Ab Initio Chemical Kinetics for Oxidation of CH 3 OH by N 2 O 4 : Elucidation of the Mechanism for Major Product Formation and Its Relevancy to Tropospheric Chemistry.
Hue-Phuong TracMing-Chang LinPublished in: The journal of physical chemistry. A (2024)
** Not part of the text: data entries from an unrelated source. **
PR #2388, opened 2025-01-15
Improve error traceback

cderv:
This PR follows up on **evaluate** 1.0.3 work. 

- **knitr** does entrace all error with **rlang** when available. This is done now in the calling handler of evaluate, closest to the error being thrown

- **evaluate** does handle already trimming the backtrace for error thrown in the code evaluated. **knitr** need also to do it for error happening in its `value` handler passed to evaluate, and calling `knit_print()`
	- This is done at the `knit_print()` level directly; 
		But `options$render` could be use to change the value handler, and in that case this would not apply. So it could be done also at the value handler 
		https://github.com/yihui/knitr/blob/8a37857140a0c1a656d5ff76b9742f6a5c01933c/R/utils.R#L882-L887
	
	- Or **evaluate** could also do it so that it happens for any value handler, including knitr's one. 

## Tests 

They are added to companion PR in knitr-example 
- https://github.com/yihui/knitr-examples/pull/93

The CI check below are ran using this https://github.com/yihui/knitr-examples/pull/93 PR.

### DIFF
--- a/R/utils.R
+++ b/R/utils.R
@@ -1131,8 +1131,6 @@ txt_pb = function(total, labels) {
 is_quarto = function() isTRUE(.knitEnv$is_quarto)
 
 with_options = function(expr, opts_list) {
-  old <- options(opts_list)
-  defer(options(old))
   local_options(opts_list)
   expr
 }
--- a/R/utils.R
+++ b/R/utils.R
@@ -845,6 +845,8 @@ current_input = function(dir = FALSE) {
 
 # cache output handlers from evaluate; see .onLoad
 default_handlers = NULL
+# use rlang handler for error only if available; see .onLoad
+rlang_entrace_handler = NULL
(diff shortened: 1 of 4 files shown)


R/utils.R
```diff
@@ -1127,3 +1129,20 @@ txt_pb = function(total, labels) {
 }
 
 is_quarto = function() isTRUE(.knitEnv$is_quarto)
+
+with_options = function(expr, opts_list) {
+  old <- options(opts_list)
+  defer(options(old))
```
hadley, line 1135: Is this necessary with the definition of `local_options()` below?

cderv: definitely not. Thanks for the review - this is bad rebase of the PR. 

Thank you!

yihui (approved):
Thanks!

PR #2391, opened 2025-01-29
Allow for column alignment for org table export

mclements:
For table export to Org Mode, (i) the column alignment is currently lost and (ii) the output table includes colons which are not part of the Org Mode table specification. To address these issues, I have added some code to keep the column alignment and cleaned up the output table format.

I hope that this is helpful.

Sincerely, Mark.

### DIFF
--- a/NEWS.md
+++ b/NEWS.md
@@ -6,6 +6,8 @@
 
 - Display error traceback when vignettes fail in `R CMD build` (thanks, @hadley, #2390).
 
+- `kable()` properly supports column alignment for Org Mode tables now (thanks, @mclements, #2391).
+
 ## MINOR CHANGES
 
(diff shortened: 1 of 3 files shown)


yihui (commented):
Thanks! Can this be achieved by the `align.fun` argument of `kable_mark()`? Manipulating the strings via regex feels like an ad hoc hack. Perhaps a custom `align.fun` function will be much more straightforward.

mclements:
I have now updated this to use `kable_mark()`, with one call to `gsub()`.

What are the semantics when there are no column names? Specifically, should we include a top line? The current implementation removes both the blank column names (index=1) and the line (index=3):

```
if (is_null_colnames) res = res[-c(1,3)]
```

mclements:
If you are okay with my assumptions for a table with no header, then can you review the pull request as it is, please?

yihui (approved):
> If you are okay with my assumptions for a table with no header, then can you review the pull request as it is, please?

That sounds good to me. I've tweaked the PR and will merge soon. Thanks!

PR #2396, opened 2025-03-31
`entrace()` can return `NULL`

hadley:
Unfortunately we somehow missed this in our testing of #2390, but `entrace()` returns `NULL` if the error has already been entraced. This changes fixes that, preserving the original error object.


cderv:
I reworked on #2388 and this will cover the problem from pkgdown. 

`rlang::entrace()` always happen a evaluate handler now, so we just need to catch the error message and duplicate it when R CMD check context so that it shows in log output. 

This should work in vignette too (from what I tested with failrmd fork).

hadley:
Great, thanks!

PR #2403, opened 2025-05-23
Remove plyr usage from example

MichaelChirico:
I'm going around removing old {plyr} code with regex and this came up. I'm not sure if {plyr} is even _technically_ a dependency in this case. I have no idea what `merge_recurse()` is, it's not on CRAN:

https://github.com/search?q=repo%3Acran%2Freshape%20path%3A%2FNAMESPACE%24%2F%20%2Fmerge_recurse%2F&type=code

Feel free to reject this PR, just sharing since it's done already & short.


yihui (approved):
Thanks!

PR #2422, opened 2025-10-28
Implement OpenTelemetry Instrumentation

### LINKED ISSUE #2421: Add OpenTelemetry
Implement a basic layer of OpenTelemtery so that users can get tracing 'for free' if they have this enabled.

The goal is to implement across packages which may be used 'in production'.

Allows rich observability e.g. if packages such as mirai are run within knitr chunks.

shikokuchuo:
Closes #2421.

This PR implements basic OpenTelemetry instrumentation for knitr.

Abides by general otel [semantic conventions](https://opentelemetry.io/docs/specs/semconv/general/) in terms of what span names / attributes should look like. As knitr does not fit into any of the existing categories, there are no compulsory attributes to include.

For now, I've included 'engine', 'echo' and 'eval' options as attributes (metadata). Feel free to suggest others to add.

The following is an example screenshot of the spans created (from knitting purrr vignettes). You can see the mirai spans nested within the knitr chunk span.

Screenshot 2025-10-28 at 15 35 08

As per our video call, I've verified that this works fine for python chunks running reticulate.

We cache the otel tracer on package load - if it's not enabled then there is minimal overhead as `otel_local_active_span()` has an early return if the cached `otel_is_tracing` variable is `FALSE`.

Todo:

- [x] Consider other attributes
- [x] Add docs and tests

Feel free to ask any questions / point to other alternatives for implementation that I may not have thought of.

Thanks!


yihui (approved):
Looks good to me! Just let me know when you think it's ready and I'll merge it. Thanks!

cderv (approved):
Indeed really clean integration. Thank you!

atusy:
How nice! I didn't know there is otel in R.

yihui (approved):
I'll merge this PR in a second. If you come up with anything else, please feel free to open subsequent PRs. Thanks!

PR #2423, opened 2025-11-05
Update internal `otel_refresh_tracer()` helper

shikokuchuo:
A small follow-up to #2422.

Just so you have the latest version of this helper, which contains much cleaner code. No resulting change in behaviour.


yihui (approved):
Great. Thanks!

PR #2424, opened 2025-11-10
Align otel tracer caching implementation

shikokuchuo:
A final follow-up to #2422. As we're now merging implementations for httr2, ellmer and DBI, this PR simply aligns the implementation for ease of future maintenance. No outward changes.


yihui (approved):
Thanks!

Next to CH 4 , CH 3 OH is the most abundant C 1 organics in the troposphere. The redox reaction of CH 3 OH with N 2 O 4 had been shown experimentally to produce CH 3 ONO, instead of CH 3 ONO 2 . The mechanism for the reaction remains unknown to date. We have investigated the reaction by ab initio MO calculations at the UCCSD(T)/6-311+G(3df,2p)//UB3LYP/6-311+G(3df,2p) level. The result indicates that the reaction takes place primarily by the isomerization of N 2 O 4 to ONONO 2 through a very loose transition state within the N 2 O 4 -CH 3 OH collision complex with a 14.3 kcal/mol barrier, followed by the rapid attack of ONONO 2 at CH 3 OH producing CH 3 ONO and HNO 3 . The predicted mechanism for the redox reaction compares closely with the hydrolysis of N 2 O 4 . The computed rate constant, k 1 = 1.43 × 10 -8 T 1.96 exp (-9092/T) (200-2000 K) cm 3 molecule -1 s -1 , for the formation of CH 3 ONO and HNO 3 agrees reasonably with available low-temperature kinetic data and is found to be similar to that of the isoelectronic N 2 O 4 + CH 3 NH 2 reaction. We have also estimated the kinetics for the termolecular reaction, 2 NO 2 + CH 3 OH, and compared it with the direct bimolecular process; the latter was found to be 4.4 × 10 5 times faster under the troposphere condition. On the basis of the known pollution levels of NO 2 , N 2 O 4 , and CH 3 OH, both processes were estimated to be of negligible importance to tropospheric chemistry, however.